Meine Damen und Herren! Mit diesen Abänderungen entsteht nämlich eine Zwei-Klassen-Medizin, wo sich nur die Wohlhabenden eine adäquate medizinische Versorgung leisten können, aber die sozial Schwächeren, chronisch Kranke, kinderreiche Familien, Menschen mit geringem Einkommen und Ältere bleiben auf der Strecke.

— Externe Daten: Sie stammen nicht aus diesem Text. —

PR #756, opened 2017-04-17
saddle-points: add canonical data

### LINKED ISSUE #582: saddle-points: Implement canonical-data.json
exercises in sync.

The Saddle Points exercise can be found in the [./exercises/saddle-points/][exercise-dir] directory.

See http://exercism.io/contribute/canonical-data/saddle-points for the up-to-date list of
language tracks that have an implementation of the Saddle Points exercise.

[exercise-dir]: https://github.com/exercism/x-common/tree/master/exercises/saddle-points

stkent:
Closes #582.

Notes:
- Per https://github.com/exercism/discussions/issues/41, the row/column identification tests found in several tracks represent testing intermediate implementation details and should be removed.
- Larger matrices have been removed from the tests; they did not exercise anything that was not already covered (except possibly for differing matrix dimensions?)
- Readme example is included as the first exercise; the majority of tracks already test this and it's a nice start point.
- Empty example is included; only a few tracks currently test this, but it's a nice boundary case.
- Multiple saddle points test uses the more-common matrix as found in e.g. xcsharp. xpython and xscala will need to update their multiple saddle points tests.
- Example with saddle point in the lower right matrix entry has been added to check for off-by-one errors. This is new for all tracks.
- Example with no saddle points has been expanded from 2x2 matrix to 3x3 matrix to give implementers more of a hint as to how one might go about constructing such a matrix. This is new for all tracks.
- No check for invalid matrix size is included in the canonical suite; can be included if desired, in which case I'll pull the xpython input for that test.

### DIFF
--- a/exercises/saddle-points/canonical-data.json
+++ b/exercises/saddle-points/canonical-data.json
@@ -1,0 +1,87 @@
+{
+  "exercise": "saddle-points",
+  "version": "1.0.0",
+  "comments": [
+    "Matrix rows and columns are 0-indexed."
+  ],
+  "cases": [
+    {
+      "description": "Can identify single saddle point",
+      "comments": [
+        "This is the README example."
+      ],
+      "property": "saddlePoints",
+      "input": [
+        [9, 8, 7],
+        [5, 3, 2],
+        [6, 6, 7]
+      ],
+      "expected": [
+        {
+          "row": 1,
+          "column": 0
+        }
+      ]
+    },
+    {
+      "description": "Can identify that empty matrix has no saddle points",
+      "property": "saddlePoints",
+      "input": [
+        []
+      ],
+      "expected": []
+    },
+    {
+      "description": "Can identify lack of saddle points when there are none",
+      "property": "saddlePoints",
+      "input": [
+        [1, 2, 3],
+        [3, 1, 2],
+        [2, 3, 1]
+      ],
+      "expected": []
+    },
+    {
+      "description": "Can identify multiple saddle points",
+      "property": "saddlePoints",
+      "input": [
+        [4, 5, 4],
+        [3, 5, 5],
+        [1, 5, 4]
+      ],
+      "expected": [
+        {
+          "row": 0,
+          "column": 1
+        },
+        {
+          "row": 1,
+          "column": 1
+        },
+        {
+          "row": 2,
+          "column": 1
+        }
+      ]
+    },
+    {
+      "description": "Can identify saddle point in bottom right corner",
+      "comments": [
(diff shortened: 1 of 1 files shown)


exercises/saddle-points/canonical-data.json
```diff
@@ -0,0 +1,87 @@
...
+        }
+      ]
+    },
+    {
+      "description": "Can identify that empty matrix has no saddle points",
+      "property": "saddlePoints",
+      "input": [
+        []
+      ],
+      "expected": []
```
ErikSchierboom: Shouldn't this be `null` instead of an empty array? The README indicates it does:

> if the input is valid but there is no result for the input, the value at "expected" should be null.

exercises/saddle-points/canonical-data.json
```diff
@@ -0,0 +1,87 @@
...
+    },
+    {
+      "description": "Can identify lack of saddle points when there are none",
+      "property": "saddlePoints",
+      "input": [
+        [1, 2, 3],
+        [3, 1, 2],
+        [2, 3, 1]
+      ],
+      "expected": []
```
ErikSchierboom: Same as above

exercises/saddle-points/canonical-data.json
petertseng: In my interpretation, the empty result is a result, therefore it is not no result. `[]` makes more sense than `null` here.

ErikSchierboom: Okay, understood

stkent: Nice spot, my bad. On reflection, it would seem that this is a case where it makes sense to update the description; I'll push a commit with that change this weekend :o)

stkent: @ErikSchierboom forgive me, but I don't see where the line you quoted exists. The description for this exercise reads as follows:

> A matrix may have zero or more saddle points.
> 
> Your code should be able to provide the (possibly empty) list of all the
saddle points for any given matrix.

Can you please point me to the source of the line you quoted? Thanks!

ErikSchierboom: @stkent It's in this repository's [README](https://github.com/exercism/x-common/blob/master/README.md). However, I think the empty list might after all be better in this case.

stkent: Ah, now I see, thanks! And yes, I think we now have three votes for an empty results list rather than an explicit `null` result :).

Insti:
Thanks for your work on this @stkent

Meine Damen und Herren, insbesondere von der ÖVP! Ich weiß, dass Sie bei Ihrer Klubtagung in Alpbach festgestellt haben, wie wichtig die Versicherungspflicht ist. Sie waren sich einig, dass die Beibehaltung der Versicherungspflicht gegenüber allen anderen Versicherungsformen das Wichtigste ist. Sie wissen auch, dass dieses Modell bisher für die Bürgerinnen und Bürger das erfolgreichste war.

Aber, meine Damen und Herren von der Regierung, Sie wissen anscheinend nicht, dass es Menschen gibt, die bei einer Vollbeschäftigung 12 500 S verdienen, das sind nicht einmal ganz 9 000 S Nettoeinkommen. Wie sollen sich diese Menschen eine Versicherung aussuchen können, um für ihre Gesundheit Vorsorge zu treffen? Schon gar nicht geht das, wenn das ein Risikopatient ist. Wie sollen sich Menschen mit einem niedrigen Einkommen, die von Ihren gesetzlichen Maßnahmen betroffen sind, überhaupt noch etwas leisten können?

Wo bleibt hier das christliche Verständnis von Abgeordnetem Khol? (Beifall bei der SPÖ.) Was werden Sie, meine Damen und Herren von der ÖVP, noch alles mittragen und verändern, nur damit der Kanzler gesichert bleibt?

Meine Damen und Herren! Der Machtrausch, mit dem Sie jetzt arbeiten, wird für Sie nicht erfolgreich sein. Deshalb: Nehmen Sie Abstand von diesen Abänderungsanträgen, und gefährden Sie den sozialen Frieden in unserem Land nicht! (Beifall bei der SPÖ.)

13.24

Präsident Dr. Werner Fasslabend: Zu einer tatsächlichen Berichtigung hat sich Herr Abgeordneter Tancsits zu Wort gemeldet. – Bitte.